### What you should do:
When the string "where" is part of a line in the data below, report the whole line.
§
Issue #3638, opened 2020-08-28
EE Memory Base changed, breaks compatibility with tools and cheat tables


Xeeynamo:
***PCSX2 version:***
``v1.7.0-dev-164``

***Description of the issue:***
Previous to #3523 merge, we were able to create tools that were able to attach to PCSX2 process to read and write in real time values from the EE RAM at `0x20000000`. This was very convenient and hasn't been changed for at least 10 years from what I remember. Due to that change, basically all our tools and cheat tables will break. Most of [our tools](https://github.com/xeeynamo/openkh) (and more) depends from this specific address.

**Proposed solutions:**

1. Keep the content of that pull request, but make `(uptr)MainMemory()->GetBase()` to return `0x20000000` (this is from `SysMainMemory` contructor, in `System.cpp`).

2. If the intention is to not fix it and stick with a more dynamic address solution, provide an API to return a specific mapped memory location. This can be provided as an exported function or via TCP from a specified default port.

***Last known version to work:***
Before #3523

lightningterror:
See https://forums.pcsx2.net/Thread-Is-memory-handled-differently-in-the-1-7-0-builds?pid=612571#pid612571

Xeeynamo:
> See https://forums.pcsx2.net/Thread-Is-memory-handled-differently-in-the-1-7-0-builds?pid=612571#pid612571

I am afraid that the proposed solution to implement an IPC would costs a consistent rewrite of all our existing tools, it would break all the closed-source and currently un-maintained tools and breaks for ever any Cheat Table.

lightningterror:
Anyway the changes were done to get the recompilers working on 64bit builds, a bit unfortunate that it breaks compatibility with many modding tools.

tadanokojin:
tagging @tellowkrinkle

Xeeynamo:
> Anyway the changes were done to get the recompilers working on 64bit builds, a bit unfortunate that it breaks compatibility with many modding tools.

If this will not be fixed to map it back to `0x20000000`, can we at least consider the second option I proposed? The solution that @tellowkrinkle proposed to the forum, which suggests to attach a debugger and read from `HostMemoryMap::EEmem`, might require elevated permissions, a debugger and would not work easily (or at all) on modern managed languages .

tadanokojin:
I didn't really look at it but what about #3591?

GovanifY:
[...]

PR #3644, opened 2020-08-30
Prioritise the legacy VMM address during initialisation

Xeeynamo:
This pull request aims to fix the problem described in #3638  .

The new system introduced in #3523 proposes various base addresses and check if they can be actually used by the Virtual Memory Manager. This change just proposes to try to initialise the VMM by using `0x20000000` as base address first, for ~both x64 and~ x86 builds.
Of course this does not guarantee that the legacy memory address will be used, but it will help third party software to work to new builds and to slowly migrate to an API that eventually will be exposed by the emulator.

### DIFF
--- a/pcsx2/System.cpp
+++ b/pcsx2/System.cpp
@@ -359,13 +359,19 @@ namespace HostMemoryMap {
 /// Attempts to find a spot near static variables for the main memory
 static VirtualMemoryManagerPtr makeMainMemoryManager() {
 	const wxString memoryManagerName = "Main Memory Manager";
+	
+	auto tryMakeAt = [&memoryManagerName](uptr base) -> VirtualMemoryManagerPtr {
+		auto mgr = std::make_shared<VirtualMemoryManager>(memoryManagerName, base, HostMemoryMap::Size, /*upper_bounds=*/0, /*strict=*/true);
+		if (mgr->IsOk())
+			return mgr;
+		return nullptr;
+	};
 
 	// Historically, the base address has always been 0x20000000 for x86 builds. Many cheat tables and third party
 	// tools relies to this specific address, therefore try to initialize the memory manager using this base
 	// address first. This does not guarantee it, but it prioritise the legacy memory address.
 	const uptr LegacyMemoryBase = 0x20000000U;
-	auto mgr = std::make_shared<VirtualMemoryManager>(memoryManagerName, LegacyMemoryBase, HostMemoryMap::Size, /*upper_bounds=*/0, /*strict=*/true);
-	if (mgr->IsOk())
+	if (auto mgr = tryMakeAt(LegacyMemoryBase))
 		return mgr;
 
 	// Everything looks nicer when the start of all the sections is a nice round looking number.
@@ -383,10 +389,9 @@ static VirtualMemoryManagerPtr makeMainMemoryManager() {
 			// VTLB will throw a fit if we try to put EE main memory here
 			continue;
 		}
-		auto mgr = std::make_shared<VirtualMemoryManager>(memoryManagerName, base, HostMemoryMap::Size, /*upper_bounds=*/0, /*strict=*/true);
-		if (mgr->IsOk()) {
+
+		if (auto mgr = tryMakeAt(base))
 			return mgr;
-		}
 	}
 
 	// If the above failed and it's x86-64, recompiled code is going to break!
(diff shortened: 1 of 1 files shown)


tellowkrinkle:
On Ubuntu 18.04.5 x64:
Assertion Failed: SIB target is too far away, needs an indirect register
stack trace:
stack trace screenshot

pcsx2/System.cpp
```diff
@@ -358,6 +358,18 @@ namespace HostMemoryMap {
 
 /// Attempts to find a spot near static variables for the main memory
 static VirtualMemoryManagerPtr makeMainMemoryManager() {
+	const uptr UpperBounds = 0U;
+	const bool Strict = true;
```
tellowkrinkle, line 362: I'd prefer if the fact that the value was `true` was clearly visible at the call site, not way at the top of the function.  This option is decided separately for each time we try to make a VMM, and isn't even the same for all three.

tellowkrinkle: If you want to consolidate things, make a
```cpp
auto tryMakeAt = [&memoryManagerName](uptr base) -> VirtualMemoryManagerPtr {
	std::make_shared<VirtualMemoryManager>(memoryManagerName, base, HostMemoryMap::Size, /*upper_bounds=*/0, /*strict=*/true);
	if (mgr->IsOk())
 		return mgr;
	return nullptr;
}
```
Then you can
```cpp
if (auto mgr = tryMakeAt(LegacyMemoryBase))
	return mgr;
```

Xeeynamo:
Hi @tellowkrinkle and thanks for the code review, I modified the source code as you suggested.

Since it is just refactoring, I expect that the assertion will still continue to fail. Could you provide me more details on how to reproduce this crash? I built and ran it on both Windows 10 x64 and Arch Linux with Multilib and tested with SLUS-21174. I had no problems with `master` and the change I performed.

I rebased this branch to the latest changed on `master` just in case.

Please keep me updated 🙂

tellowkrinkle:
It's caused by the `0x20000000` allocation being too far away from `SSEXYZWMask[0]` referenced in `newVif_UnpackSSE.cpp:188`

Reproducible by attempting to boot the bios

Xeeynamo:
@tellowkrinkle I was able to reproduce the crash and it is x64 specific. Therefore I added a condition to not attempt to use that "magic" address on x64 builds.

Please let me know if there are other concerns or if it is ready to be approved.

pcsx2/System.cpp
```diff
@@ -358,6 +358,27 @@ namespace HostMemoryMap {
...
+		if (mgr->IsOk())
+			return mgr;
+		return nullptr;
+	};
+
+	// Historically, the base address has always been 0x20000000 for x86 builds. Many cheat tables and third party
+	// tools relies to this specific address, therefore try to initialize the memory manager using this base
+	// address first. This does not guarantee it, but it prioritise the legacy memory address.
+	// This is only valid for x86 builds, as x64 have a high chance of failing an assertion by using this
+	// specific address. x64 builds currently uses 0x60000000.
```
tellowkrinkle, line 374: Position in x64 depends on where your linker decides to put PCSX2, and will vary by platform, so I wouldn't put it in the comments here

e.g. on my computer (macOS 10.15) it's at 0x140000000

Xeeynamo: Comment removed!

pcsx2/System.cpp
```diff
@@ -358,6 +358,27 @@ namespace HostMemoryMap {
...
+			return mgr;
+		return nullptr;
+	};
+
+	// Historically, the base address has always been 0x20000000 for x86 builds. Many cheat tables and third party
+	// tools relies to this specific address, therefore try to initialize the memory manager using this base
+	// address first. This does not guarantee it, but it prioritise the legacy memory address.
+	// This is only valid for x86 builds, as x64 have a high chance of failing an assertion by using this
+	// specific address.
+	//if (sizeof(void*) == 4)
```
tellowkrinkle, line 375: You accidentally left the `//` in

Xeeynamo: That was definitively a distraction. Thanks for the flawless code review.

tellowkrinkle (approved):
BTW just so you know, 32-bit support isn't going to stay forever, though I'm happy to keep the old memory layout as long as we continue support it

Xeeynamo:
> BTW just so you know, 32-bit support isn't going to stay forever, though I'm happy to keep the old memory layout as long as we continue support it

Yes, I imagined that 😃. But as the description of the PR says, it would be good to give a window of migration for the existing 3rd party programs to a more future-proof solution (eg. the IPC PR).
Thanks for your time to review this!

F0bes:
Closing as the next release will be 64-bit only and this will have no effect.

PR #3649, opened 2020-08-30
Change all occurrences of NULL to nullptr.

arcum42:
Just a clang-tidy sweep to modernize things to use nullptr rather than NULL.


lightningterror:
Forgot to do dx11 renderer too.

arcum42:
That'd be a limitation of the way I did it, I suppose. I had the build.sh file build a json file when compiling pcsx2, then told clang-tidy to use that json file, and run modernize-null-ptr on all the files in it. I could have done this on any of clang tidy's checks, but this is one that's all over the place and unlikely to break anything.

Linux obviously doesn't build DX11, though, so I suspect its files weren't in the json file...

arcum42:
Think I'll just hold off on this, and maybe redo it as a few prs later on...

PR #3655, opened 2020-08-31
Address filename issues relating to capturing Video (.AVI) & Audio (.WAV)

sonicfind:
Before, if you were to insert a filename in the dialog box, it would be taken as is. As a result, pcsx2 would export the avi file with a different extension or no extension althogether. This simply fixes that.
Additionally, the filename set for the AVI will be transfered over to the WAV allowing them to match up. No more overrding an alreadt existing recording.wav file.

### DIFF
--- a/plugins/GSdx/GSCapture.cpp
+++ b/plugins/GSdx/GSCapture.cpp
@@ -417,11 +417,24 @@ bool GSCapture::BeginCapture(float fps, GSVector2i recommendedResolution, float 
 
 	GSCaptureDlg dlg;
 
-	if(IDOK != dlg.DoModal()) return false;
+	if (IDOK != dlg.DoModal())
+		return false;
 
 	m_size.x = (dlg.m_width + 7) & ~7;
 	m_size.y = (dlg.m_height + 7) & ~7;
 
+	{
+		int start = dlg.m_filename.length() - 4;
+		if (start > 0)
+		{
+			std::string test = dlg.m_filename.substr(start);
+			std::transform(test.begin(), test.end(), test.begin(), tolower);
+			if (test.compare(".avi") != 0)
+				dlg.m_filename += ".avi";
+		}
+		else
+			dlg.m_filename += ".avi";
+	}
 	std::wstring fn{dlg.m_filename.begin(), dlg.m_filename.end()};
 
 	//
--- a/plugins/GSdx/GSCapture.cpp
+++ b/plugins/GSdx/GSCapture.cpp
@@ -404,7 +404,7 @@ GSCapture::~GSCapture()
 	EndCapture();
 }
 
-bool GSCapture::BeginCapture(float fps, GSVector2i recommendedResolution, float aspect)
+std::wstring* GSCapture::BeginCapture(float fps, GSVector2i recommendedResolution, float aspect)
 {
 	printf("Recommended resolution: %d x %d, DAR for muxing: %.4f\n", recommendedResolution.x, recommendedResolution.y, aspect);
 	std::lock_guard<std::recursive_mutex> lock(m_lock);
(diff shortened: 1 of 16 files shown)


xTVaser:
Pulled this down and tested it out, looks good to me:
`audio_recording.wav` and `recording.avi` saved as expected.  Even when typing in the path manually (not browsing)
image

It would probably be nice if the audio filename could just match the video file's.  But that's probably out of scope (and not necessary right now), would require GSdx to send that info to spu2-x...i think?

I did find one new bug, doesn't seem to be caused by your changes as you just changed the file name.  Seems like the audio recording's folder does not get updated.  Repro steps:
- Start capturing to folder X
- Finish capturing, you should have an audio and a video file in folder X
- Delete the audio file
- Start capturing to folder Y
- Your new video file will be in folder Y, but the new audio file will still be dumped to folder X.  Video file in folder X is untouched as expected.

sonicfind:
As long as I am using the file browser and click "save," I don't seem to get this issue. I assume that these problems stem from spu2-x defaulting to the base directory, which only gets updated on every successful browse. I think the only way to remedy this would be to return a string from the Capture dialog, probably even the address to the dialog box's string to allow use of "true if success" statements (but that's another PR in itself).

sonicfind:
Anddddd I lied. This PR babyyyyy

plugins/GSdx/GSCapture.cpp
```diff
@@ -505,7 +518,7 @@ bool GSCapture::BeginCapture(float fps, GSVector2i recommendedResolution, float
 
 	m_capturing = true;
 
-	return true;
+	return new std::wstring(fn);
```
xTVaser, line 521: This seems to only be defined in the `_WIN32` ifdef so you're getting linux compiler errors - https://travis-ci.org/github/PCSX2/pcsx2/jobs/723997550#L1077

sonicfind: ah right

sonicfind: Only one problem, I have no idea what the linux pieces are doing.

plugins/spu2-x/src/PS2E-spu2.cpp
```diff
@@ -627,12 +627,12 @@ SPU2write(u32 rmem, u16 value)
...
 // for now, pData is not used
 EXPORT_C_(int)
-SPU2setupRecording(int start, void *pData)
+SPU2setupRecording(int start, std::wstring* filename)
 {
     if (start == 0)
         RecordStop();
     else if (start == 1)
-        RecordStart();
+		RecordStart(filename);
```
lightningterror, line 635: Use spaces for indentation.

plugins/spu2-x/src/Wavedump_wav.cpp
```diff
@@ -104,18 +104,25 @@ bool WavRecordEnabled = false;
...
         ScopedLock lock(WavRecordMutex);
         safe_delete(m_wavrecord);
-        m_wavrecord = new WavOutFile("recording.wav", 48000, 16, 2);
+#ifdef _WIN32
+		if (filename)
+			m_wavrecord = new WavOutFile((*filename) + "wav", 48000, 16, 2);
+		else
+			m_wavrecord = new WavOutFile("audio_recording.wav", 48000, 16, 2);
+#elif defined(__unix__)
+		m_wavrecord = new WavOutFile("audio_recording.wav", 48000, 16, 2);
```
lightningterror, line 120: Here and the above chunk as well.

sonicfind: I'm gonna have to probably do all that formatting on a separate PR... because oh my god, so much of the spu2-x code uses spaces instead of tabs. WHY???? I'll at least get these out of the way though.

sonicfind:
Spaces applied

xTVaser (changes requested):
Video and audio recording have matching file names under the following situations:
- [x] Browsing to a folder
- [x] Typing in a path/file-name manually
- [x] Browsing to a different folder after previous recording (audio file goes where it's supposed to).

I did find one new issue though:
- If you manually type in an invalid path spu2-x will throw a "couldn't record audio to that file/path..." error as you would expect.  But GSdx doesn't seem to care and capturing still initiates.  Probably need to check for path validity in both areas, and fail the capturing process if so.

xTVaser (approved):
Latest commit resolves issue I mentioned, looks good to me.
§
### Response to the exercise:
tellowkrinkle, line 374: Position in x64 depends on where your linker decides to put PCSX2, and will vary by platform, so I wouldn't put it in the comments here
- [x] Browsing to a different folder after previous recording (audio file goes where it's supposed to).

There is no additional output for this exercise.